Comparison of bacteria and fungus-binding mesh, foam and gauze as fillers in negative pressure wound therapy - pressure transduction, wound edge contraction, microvascular blood flow and fluid retention

M Malmsjö, MD, PhD, Department of Ophthalmology, Lund University, Lund, Sweden R Ingemansson, MD, PhD, Department of Cardiothoracic Surgery, Lund University, Lund, Sweden S Lindstedt, MD, PhD, Department of Cardiothoracic Surgery, Lund University, Lund, Sweden L Gustafsson, MD, PhD, Department of Ophthalmology, Lund University, Lund, Sweden.

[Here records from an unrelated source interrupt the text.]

PR #224, opened 2022-10-10
OSOE-84: Fixing dotnet restore

0liver:
OSOE-84

Trying to get to the bottom of the broken `dotnet restore` call.


0liver:
This has become a dead end. Please go to #225.

PR #229, opened 2022-10-13
SNOW-147: Fix SafeJsonAsync and add tests

sarahelsaig:
SNOW-147


test/Lombiq.OSOCE.Tests.UI/Tests/BehaviorHelpfulLibrariesTests.cs
```diff
@@ -0,0 +1,78 @@
...
+
+public class BehaviorHelpfulLibrariesTests : UITestBase
+{
+    public BehaviorHelpfulLibrariesTests(ITestOutputHelper testOutputHelper)
+        : base(testOutputHelper)
+    {
+    }
+
+    [Theory, Chrome]
+    public Task SafeJsonShouldWork(Browser browser) =>
```
Piedone: Shouldn't this rather be a unit test?

sarahelsaig: The actually important is part [here](https://github.com/Lombiq/Open-Source-Orchard-Core-Extensions/blob/81e2073ef1175e390f814aa5f296116954a862bc/test/Lombiq.OSOCE.Tests.UI/Tests/BehaviorHelpfulLibrariesTests.cs#L73-L75) and I don't think I could do that satisfactorily in unit test. My main goal was to ensure that the errors get logged because they weren't previously unless fatal. The rest is just there for completion's sake.

Piedone: You can test that in a quite straightforward way with a mocked `ILogger`.

sarahelsaig: At that point I'd have to create a controller with mocked `HttpContext` and a `IServiceProvider` in it. Also set up dependency injection for `ILoggerFactory` and `IStringLocalizerFactory` so almost everything would be synthetic and quite far away from the real method. Is this good? Seems pretty unappealing to me.

Piedone: Can`t you just test `SafeJsonAsync`?

sarahelsaig: That's what I'm talking about. What I have listed are all _inside_ `SafeJsonAsync`. It's an extension method for `Controller` and it uses `Controller.HttpContext.RequestServices` to request the mentioned factory services to create `ILogger<T>` and `IStringLocalizer<T>` where `T` is the type of the specific caller so the log is still associated with the caller as normally expected.

Piedone: Hmm, I see. Mocking everything necessary there indeed looks like a pain, but still, it seems to me that a more lightweight unit test is more appropriate (after all, we're only testing code-level behavior here, and for a single method). `Lombiq.Tests` might have some suitable helpers or if you develop those, please add them there.

BTW `SafeJsonShouldWork` also should rather be implemented by using a UI test extension method from HL like the other such UI tests.

sarahelsaig: Your comment is confusing. To put it simply, are you telling me "yes it's a pain but do it anyway"?

Piedone: It's a pain to create the test, but after that, we get rid of the pain of having to run and maintain a UI test that just tests a single method in the end.

sarahelsaig: I did it and it was even more painful than expected.

Piedone: Think about the friends you made along the way.

sarahelsaig: Sure, I will write about it in my special diary.

image

sarahelsaig:
"Verify that .NET packages are consolidated" keeps failing since I've merged from `dev`. Anyone knows what's going on?

test/Lombiq.OSOCE.Tests.UI/Tests/BehaviorHelpfulLibrariesTests.cs
Piedone: :D

Piedone:
The build output shows where the issue is. You updated packages in HL that other projects use too, so NuGet packages should now be consolidated.

sarahelsaig:
I did what? I didn't update packages, just merged from dev.

sarahelsaig:
I see the problem: I've merged from dev after ea3f555786678bfb2dba547cf3c2c4bea45d07b0 but before f346024a7fbd4e9a7c8edf6a67d049da05c20f18. What bad luck!

Psichorex (approved):

PR #243, opened 2022-10-21
OSOE-409: Speed up Tests execution step ⭐

0liver:
OSOE-409


0liver:
Thanks for the submodule update 😏

PR #222, opened 2022-10-04
OSOE-156: Code styling

Piedone:
OSOE-156

PR #266, opened 2022-11-07
OSOE-423: Offer Media management testing as part of TestBasicOrchardFeaturesAsync() too in Lombiq.UITestingToolbox

Luko6:
[OSOE-423](https://lombiq.atlassian.net/browse/OSOE-423)

Fixes #222


Piedone (changes requested):
Also update the NuGetTest solution/recipe, since there's also a `BasicOrchardFeaturesShouldWork` there.

Piedone (approved):

Piedone (approved):

PR #344, opened 2022-12-28
OSOE-518: Fix formatting of action/workflow files in Lombiq.GitHub.Actions

BenedekFarkas:
[OSOE-518](https://lombiq.atlassian.net/browse/OSOE-518)


Piedone (changes requested):
Branch references are missing in the workflows here

BenedekFarkas:
> Branch references are missing in the workflows here

Added more!

Piedone (approved):

PR #384, opened 2023-01-30
OSOE-505: Changing the condition against the pull_request event

dorraj07:


wAsnk:
The "Add Jira Issue Code to Pull Request" did not run at all, but should've.

PR #546, opened 2025-02-07
Allow attaching NetworkTrafficListener to connectors of unnamed application

trnguyencflt:
One of the downstream projects uses a single application with null listener name (unnamed app), this allows them to configure the app with multiple unnamed listeners, for example `listeners="http://...:8080,https://...:443"` because the check for equality pass 

```
Objects.equals(connector.getName(), appListenerName)
```

However, [when they changed](https://github.com/confluentinc/cc-security-decisions/pull/1402/files) to use named listeners,`listeners="unsecured://...:8080,secure://...:443"`, this doesn't work any more because the application is unnamed why the listeners have name.

This change relaxes the rule for unnamed app.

International Wound Journal (Impact Factor: 2.15). 06/2012; 10(5). DOI: 10.1111/j.1742-481X.2012.01029.x
Source: PubMed


Bacteria- and fungus-binding mesh binds and inactivates bacteria and fungus, which makes it interesting, alternative, wound filler for negative pressure wound therapy (NPWT). This study was conducted to compare the performance of pathogen-binding mesh, foam and gauze as wound fillers in NPWT with regard to pressure transduction, fluid retention, wound contraction and microvascular blood flow. Wounds on the backs of 16 pigs were filled with pathogen-binding mesh, foam or gauze and treated with NPWT. The immediate effects of 0, -40, -60, -80 and -120 mmHg, on pressure transduction and blood flow were examined in eight pigs using laser Doppler velocimetry. Wound contraction and fluid retention were studied during 72 hours of NPWT at -80 and -120 mmHg in the other eight pigs. Pathogen-binding mesh, gauze and foam provide similar pressure transduction to the wound bed during NPWT. Blood flow was found to decrease 0·5 cm laterally from the wound edge and increase 2·5 cm from the wound edge, but was unaltered 5·0 cm from the wound edge. The increase in blood flow was similar with all wound fillers. The decrease in blood flow was more pronounced with foam than with gauze and pathogen-binding mesh. Similarly, wound contraction was more pronounced with foam, than with gauze and pathogen-binding mesh. Wound fluid retention was the same in foam and pathogen-binding mesh, while more fluid was retained in the wound when using gauze. The blood flow 0·5-5 cm from the wound edge and the contraction of the wound during NPWT were similar when using pathogen-binding mesh and gauze. Wound fluid was efficiently removed through the pathogen-binding mesh, which may explain previous findings that granulation tissue formation is more rapid under pathogen-binding mesh than under gauze. This, in combination with its pathogen-binding properties, makes this mesh an interesting wound filler for use in NPWT.